WebServer and Database server hosted on seperate instances of Amazon EC2

I am planning to run a web-application and expecting a traffic of around 100 to 200 users.
Currently I have set up single Small instance on Amazon. This instance consist of everything – the Webserver(Apache) , the Database Server(MySQL) and the IMAP server( Dovcot). I am thinking of moving out my database server out of this instance and create a separate instance for it. Now my question is –
Do I get latency while communication between my webserver and Database server( Both hosted on separate instances on Amazon )
If yes, what is the standard way to overcome this ? ( or Do I need to set up a Virtual Private Cloud ?)
If you want your architecture to scale you should separate your web server from your database server.
The low latency that you will pay (~1-2ms even between multiple availability zone), will give you better performance as you can scale each tier separately.
You can add small (even micro) instances to handle more web requests behind a load balancer, without the need to duplicate an instance that has to have a database as well
You can add auto-scale group for your web server that will automatically scale your web server tier, based on usage load
You can scale up your DB instance, to have more memory, getting a better cache hit
You can add Elastic Cache between your web server and your database
You can use Amazon RDS as a managed database service, which remove the need for an instance for the database at all (you will pay only for the actual usage of the database in RDS)

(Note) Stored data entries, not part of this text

PR #604, opened 2019-08-14
[config] Add support for auth mount config

mgruener:
| Q               | A
| --------------- | ---
| Bug fix?        | no|yes
| New feature?    | yes
| API breaks?     | no
| Deprecations?   | no
| Related tickets | -

### What's in this PR?
Add support for the mount options described at https://www.vaultproject.io/api/system/auth.html#config

This adds a new "options" field to the auth method configuration:

```
auth:
  - type: ""
    path: ""
    options:
      listing_visibility: "unauth"
      ...
    config: {}
    roles: []
```

### Why?
The main reason to implement this was the ability to set the listing_visibility option for authentication methods to configure which auth methods will be listed in the web ui.

### Checklist

I am not sure about the error handling guideline, I followed the style I found in the file I modified itself.

### DIFF
--- a/pkg/vault/operator_client.go
+++ b/pkg/vault/operator_client.go
@@ -479,19 +479,47 @@ func (v *vault) configureAuthMethods(config *viper.Viper) error {
 			}
 		}
 
+		// get auth mount options
+		// https://www.vaultproject.io/api/system/auth.html#config
+		var authConfigInput api.AuthConfigInput
+		var hasMountOptions bool
+		if _, hasMountOptions = authMethod["options"]; hasMountOptions {
+			err = mapstructure.Decode(authMethod["options"], &authConfigInput)
+			if err != nil {
+				return fmt.Errorf("error parsing auth method options: %s", err.Error())
+			}
+		}
+
 		if !exists {
 			logrus.Debugf("enabling %s auth backend in vault...", authMethodType)
 
 			// https://www.vaultproject.io/api/system/auth.html
-			options := api.EnableAuthOptions{
-				Type:        authMethodType,
-				Description: description,
+			var options api.EnableAuthOptions
+			if hasMountOptions {
+				options = api.EnableAuthOptions{
+					Type:        authMethodType,
+					Description: description,
+					Config:      authConfigInput,
+				}
+			} else {
+				options = api.EnableAuthOptions{
+					Type:        authMethodType,
+					Description: description,
+				}
 			}
 
 			err := v.cl.Sys().EnableAuthWithOptions(path, &options)
 
 			if err != nil {
 				return fmt.Errorf("error enabling %s auth method for vault: %s", authMethodType, err.Error())
+			}
+		} else if hasMountOptions {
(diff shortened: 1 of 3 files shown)


bonifaido:
Thanks @mgruener, we are having some troubles with our CircleCI builds, please say tuned 🤞

pkg/vault/operator_client.go
```diff
@@ -479,20 +479,48 @@ func (v *vault) configureAuthMethods(config *viper.Viper) error {
...
+
 		if !exists {
 			logrus.Debugf("enabling %s auth backend in vault...", authMethodType)
 
 			// https://www.vaultproject.io/api/system/auth.html
-			options := api.EnableAuthOptions{
-				Type:        authMethodType,
-				Description: description,
+			var options api.EnableAuthOptions
+			if hasMountOptions {
```
primeroz: should not this `if !hasMountOptions` to keep the old behavior if options are not defined _else_ set the _Config_ key to the _authConfigInput_ extracted at [line 487](https://github.com/banzaicloud/bank-vaults/pull/604/files#diff-c97c1ac6b5509cf75c39cdc58bcb9dfaR487) ?

primeroz: should not this be `if !hasMountOptions` to keep the old behavior if options are not defined _else_ set the `Config` key to the `authConfigInput` extracted at [line 487](https://github.com/banzaicloud/bank-vaults/pull/604/files#diff-c97c1ac6b5509cf75c39cdc58bcb9dfaR487) ?

mgruener: You are absolutely right, thanks.

primeroz:
Great, last thing we need for this is an example / documentation . 

@bonifaido we should really get a section in the https://github.com/banzaicloud/bank-vaults/docs/ to show all options for secrets and backend so that we don't need to keep adding examples in the deploy directory for every single change

for now should we just get something in https://github.com/banzaicloud/bank-vaults/tree/master/operator/deploy ?

bonifaido:
Yes please, and I absolutely agree (however maintaining a set of examples and a reference documentation increases the amount of effort, but we can't spare that). We should find the time to extract all those examples to reference documentation in a set of different PRs.

bonifaido:
We still struggle with CircleCI support to get the builds back running, but I will test this change manually.

bonifaido:
@mgruener would you mind adding an example for this to vault-config.yaml?

mgruener:
@bonifaido If have added my usecase as an example to the vault-config.yaml and the cli-tool documentation where I think it is most applicable.

bonifaido:
Great job @mgruener Thanks!

primeroz:
LGTM . just waiting on the CI fix to make sure it is all clean before approving.

matyix:
@mgruener @primeroz sorry about this CircleCI inconvenience - apparently (based on the conversation we had with them) you need to modify the last commit, otherwise will fail - thus rerunning the build will not help. They need a new commit ID. I suggest to amend the latest commit, change the commit message, and force push. 

Sorry again for the inconvenience.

Another benefit that you can have is better security on your database. If your database is on a separate instance, you can prevent access to it from the internet. You can use a security group that allows only sql connection from your web server and not http connection from the internet.
This configuration can run in a regular EC2 environment, without the usage of VPC. You can certainly add VPC for an even more control environment, without additional cost nor much increased complexity.
In short, for scalability and high availability you should separate your tiers (web and DB). You will probably also find yourself saving on cost as well.
Of course there will be latency when communicating between separate machines. If they are both in the same availability zone it will be extremely low, typically what you'd expect for two servers on the same LAN.
If they are in different availability zones in the same region, expect a latency on the order of 2-3ms (per information provided at the 2012 AWS re:Invent conference). That's still quite low.
Using a VPC will not affect latency. That does not give you different physical connections between instances, just virtual isolation.
Finally, consider using Amazon's RDB (Relational Database Service) instead of a dedicated EC2 instance for your MySql database. The cost is about the same, and Amazon takes care of the housekeeping.
Do I get latency while communication between my webserver and Database server( Both hosted on separate instances on Amazon )
Yes, but it's rather insignificant compared to the benefits gained by separating the roles.
If yes, what is the standard way to overcome this ? ( or Do I need to set up a Virtual Private Cloud ?)
VPC increases security and ease of management of the resources, it does not affect performance. A latency of a millisecond or two isn't normally problematic for a SQL database. Writes are transactional so data isn't accessible to other requests until it's 100% completed and committed. I/O throughput and availability are much more of a concern, which is why separating the database and the application is important.
I'd highly recommend that you take a look at RDS, which is AWS's version of a managed MySQL, Oracle, or MS SQL Server database server. This will allow you to easily setup and manage your database, including cross-availability zone replication and automated backups. I also wrote a blog post yesterday that's fairly relevant to your question.